### How to complete this task:
Sort through the data and copy the lines holding the word "that".

### Data for analysis:

PR #1224, opened 2021-12-16
Corrected Permissions Table seeding

srivastava-jyoti:
Issue: On running ` php artisan db:seed --class=PermissionsTableSeeder` previous values were again seeded in the database.

### DIFF
--- a/database/Seeders/PermissionsTableSeeder.php
+++ b/database/Seeders/PermissionsTableSeeder.php
@@ -16,7 +16,7 @@ class PermissionsTableSeeder extends Seeder
      */
     public function run()
     {
-        \DB::table('permissions')->delete();
+        DB::table('permissions');
         Artisan::call('permission:cache-reset');
 
         Permission::updateOrCreate(['name' => 'finance_reports.view']);
--- a/database/Seeders/PermissionsTableSeeder.php
+++ b/database/Seeders/PermissionsTableSeeder.php
@@ -5,6 +5,7 @@ namespace Database\Seeders;
 use Illuminate\Database\Seeder;
 use Illuminate\Support\Facades\Artisan;
 use Spatie\Permission\Models\Permission;
+use DB;
 
 class PermissionsTableSeeder extends Seeder
 {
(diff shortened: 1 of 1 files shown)


database/Seeders/PermissionsTableSeeder.php
```diff
@@ -15,8 +16,10 @@ class PermissionsTableSeeder extends Seeder
      */
     public function run()
     {
-        \DB::table('permissions')->delete();
+        DB::statement('SET FOREIGN_KEY_CHECKS=0;');
+        \DB::table('permissions')->truncate();
```
GauravGusain98, line 20: I think let's not solve this issue in this manner. AS if we delete the permissions and again create new ones (the permission will have new ids) then the roles cannot find the permissions to which they are mapped as we have deleted those permissions and now the id to which roles are mapped does not exists.

For this we can use the `createOrUpdate()` function of laravel ORM. 
[Reference documentation](https://laravel.com/docs/8.x/eloquent#upserts)

GauravGusain98: Also then we have to remove the delete statements from the seeder.

GauravGusain98 (changes requested):
Please check the comments

database/Seeders/PermissionsTableSeeder.php
srivastava-jyoti: Okay, I'll correct this.

database/Seeders/PermissionsTableSeeder.php
```diff
@@ -18,104 +19,105 @@ public function run()
         \DB::table('permissions')->delete();
```
GauravGusain98, line 19: This is not required. Please remove this line

database/Seeders/PermissionsTableSeeder.php
```diff
@@ -18,104 +19,105 @@ public function run()
...
         Artisan::call('permission:cache-reset');
```
GauravGusain98, line 20: Same here. This is also not required.

GauravGusain98 (approved):
Looks good.

Issue #1234, opened 2021-12-18
Create a reports table to store report URL and other data


GauravGusain98:
**Is your feature request related to a problem? Please describe.**
We need to store the embedded URL of the reports that we will be showing on the sales and marketing page. For this we will be needing a table to store the report details.

**Describe the solution you'd like**
- [x] Create a table `reports` using the Schema provided in this [Link](https://docs.google.com/presentation/d/19p69Ic4yyBQKjauHgXdsBZo3PFmQV5crSuZZfIYVtBc/edit#slide=id.g107fd8ecc8f_0_75)

**Describe alternatives you've considered**
NA

**Additional context**
- https://laravel.com/docs/8.x/migrations

dsajwan2020:
The  table reports is created using  the Schema provided in this [Link] (https://docs.google.com/presentation/d/19p69Ic4yyBQKjauHgXdsBZo3PFmQV5crSuZZfIYVtBc/edit#slide=id.g107fd8ecc8f_0_75)

The table reports is available in the database refer screen shot

![image](https://user-images.githubusercontent.com/96309135/162724190-c500c849-f12b-4df1-bf2f-4a8eff58a0f8.png)

Ayush8923:
This issue PR is merged. Closing it.

PR #1242, opened 2022-01-14
1234 create a reports table to store report url and other data

Ayush8923:
Targets #1234 

### Checklist:


Modules/SalesAutomation/Database/Migrations/2021_12_27_175619_create_reports_table.php
```diff
@@ -0,0 +1,35 @@
...
+    /**
+     * Run the migrations.
+     *
+     * @return void
+     */
+    public function up()
+    {
+        Schema::create('reports', function (Blueprint $table) {
+            $table->id();
+            $table->string('name')->nullable();
```
GauravGusain98, line 18: This field is a required field

GauravGusain98 (changes requested):
Minor feedback, please fix it.

Modules/SalesAutomation/Database/Migrations/2021_12_27_175619_create_reports_table.php
Ayush8923: u can tell how can i show the required field.Can you give some ideas.
Because as far as I think we can write the requested field as Nullable (False).

Modules/SalesAutomation/Database/Migrations/2021_12_27_175619_create_reports_table.php
```diff
@@ -0,0 +1,35 @@
...
+    /**
+     * Run the migrations.
+     *
+     * @return void
+     */
+    public function up()
+    {
+        Schema::create('reports', function (Blueprint $table) {
+            $table->id();
+            $table->string('name')->nullable(false)->change();
```
GauravGusain98, line 18:
```suggestion
            $table->string('name');
```

Modules/SalesAutomation/Database/Migrations/2021_12_27_175619_create_reports_table.php
```diff
@@ -0,0 +1,35 @@
...
+            $table->text('description')->nullable();
+            $table->string('url')->nullable(false)->change();
+            $table->string('type')->nullable(false)->change();
```
GauravGusain98, line 21:
```suggestion
            $table->string('url');
            $table->string('type');
```

Modules/SalesAutomation/Database/Migrations/2021_12_27_175619_create_reports_table.php
GauravGusain98: By default the field is `required`

GauravGusain98 (changes requested):
Please check the comments

Modules/SalesAutomation/Database/Migrations/2021_12_27_175619_create_reports_table.php
Ayush8923: @GauravGusain98, I want to ask you that whatever the URL and type is, as per the database schema is also a required field, so they have to provide the required field as well.

GauravGusain98: If you remove the nullable(), then the field will be consider as required by default

Modules/SalesAutomation/Database/Migrations/2021_12_27_175619_create_reports_table.php
```diff
@@ -0,0 +1,35 @@
...
+    /**
+     * Run the migrations.
+     *
+     * @return void
+     */
+    public function up()
+    {
+        Schema::create('reports', function (Blueprint $table) {
+            $table->id();
+            $table->string('name')->default(false);
```
GauravGusain98, line 18: First thing, the default value of the string cannot be false. Also In the schema default value is not mentioned anywhere so please don't add default values.

Modules/SalesAutomation/Database/Migrations/2021_12_27_175619_create_reports_table.php
```diff
@@ -0,0 +1,35 @@
...
+            $table->text('description')->nullable();
+            $table->string('url')->default(false);
+            $table->string('type')->default(false);
```
GauravGusain98, line 21: same here

GauravGusain98 (changes requested):
Please check the comments

GauravGusain98 (approved):
looks fine now

Issue #1195, opened 2021-11-27
Phase 2: Project details page


GauravGusain98:
**Issue's Linked**
#1196 

**Is your feature request related to a problem? Please describe.**
We need to create a project details page that will also show the health of the project.

**Describe the solution you'd like**
On the Project details page:
- [ ] Create a section for the project details with the title `Project Details` as shown in the design below
- [ ] `Check FTE` button should open the FTE page (https://uat.employee.coloredcow.com/effort-tracking/project/35)
- [ ] `Open Sheet` button should open the effort sheet URL in the new tab.  
- [ ] If there is no effort sheet URL or any other details available, then just show `Not Available` text.
- [ ] The buttons should have the color code `#6cb2eb`. you can also use `btn-info` class for the color.

![image](https://user-images.githubusercontent.com/54376313/143677375-1c3d235d-6d66-4a55-ae99-297cf7dc697a.png)

**Describe alternatives you've considered**
NA

**Additional context**
NA

Ayush8923:
This issue is complete. Closing this.

PR #1243, opened 2022-01-21
Phase 2: Project details page is done.

Ayush8923:
Targets #1195 

### Checklist:

### DIFF
--- a/Modules/Project/Services/ProjectService.php
+++ b/Modules/Project/Services/ProjectService.php
@@ -119,6 +119,7 @@ class ProjectService implements ProjectServiceContract
     public function getWorkingDays($startDate, $endDate)
     {
         $period = CarbonPeriod::create($startDate, $endDate);
+        $dates = [];
         $weekend = ['Saturday', 'Sunday'];
         foreach ($period as $date) {
             if (! in_array($date->format('l'), $weekend)) {
@@ -136,6 +137,8 @@ class ProjectService implements ProjectServiceContract
      */
     public function getTeamMembersDetails($teamMembers)
     {
+        $teamMembersEffort = [];
+        $users = [];
         foreach ($teamMembers as $teamMember) {
             $userDetails = $teamMember->getUserDetails;
             $efforts = $teamMember->projectTeamMemberEffort()->get();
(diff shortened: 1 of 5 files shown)


Ayush8923:
Project details page on my screen looks like this.
Screenshot (25)

GauravGusain98:
@Ayush8923 
The UI is not looking correct to me. Fix it.

Also, the FTE that we want to show in the UI should be of the project not for each user. You can check if there is any such function available in the project model. If not then you need to create one for calculating the overall FTE of a project i.e (Sum of all team member effort / Total expected effort till that day of the month).

GauravGusain98 (changes requested):
Please check the comment

Modules/Project/Services/ProjectService.php
```diff
@@ -42,6 +44,117 @@ public function store($data)
...
+            }
+        }
+        $expectedHours = $this->getExpectedHours(count($workingDays));
+        $totalFTE = ($totalEffort / $expectedHours);
+
+        return [
+            'project' => $project,
+            'totalFTE' => $totalFTE,
+        ];
+    }
```
GauravGusain98, line 77: This function should only return the values that are needed to show the project data. It should not do other operations like calculating FTE, for that we should create another function

GauravGusain98: Let's do one thing, create `getFteAttribute()` function inside the `project` module so that we can get the FTE by using project objects like `$project->fte`

Modules/Project/Services/ProjectService.php
```diff
@@ -42,6 +44,117 @@ public function store($data)
...
+
+        return $dates;
+    }
+
+    /**
+     * Get Team members details.
+     * @param  array $teamMembers Team Members.
+     * @return array
+     */
+    public function getTeamMembersDetails($teamMembers)
```
GauravGusain98, line 125: Lets move this as well in project model

GauravGusain98 (changes requested):
Please check the comments.

rathorevaibhav (approved):

Issue #829, opened 2020-12-07
Use curly brackets format for template variables


pokhiii:
**Describe the task**
We also need to restructure the template variables in the config use the curly brackets format. I think that's a wider used template variable convention.

**Expected behavior**
1. Instead of `|*variable*|`, we should replace the template variables with `{{variable}}`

### Response below:
We need to store the embedded URL of the reports that we will be showing on the sales and marketing page. For this we will be needing a table to store the report details.
Ayush8923: @GauravGusain98, I want to ask you that whatever the URL and type is, as per the database schema is also a required field, so they have to provide the required field as well.
We need to create a project details page that will also show the health of the project.
Also, the FTE that we want to show in the UI should be of the project not for each user. You can check if there is any such function available in the project model. If not then you need to create one for calculating the overall FTE of a project i.e (Sum of all team member effort / Total expected effort till that day of the month).
GauravGusain98, line 77: This function should only return the values that are needed to show the project data. It should not do other operations like calculating FTE, for that we should create another function
GauravGusain98: Let's do one thing, create `getFteAttribute()` function inside the `project` module so that we can get the FTE by using project objects like `$project->fte`
We also need to restructure the template variables in the config use the curly brackets format. I think that's a wider used template variable convention.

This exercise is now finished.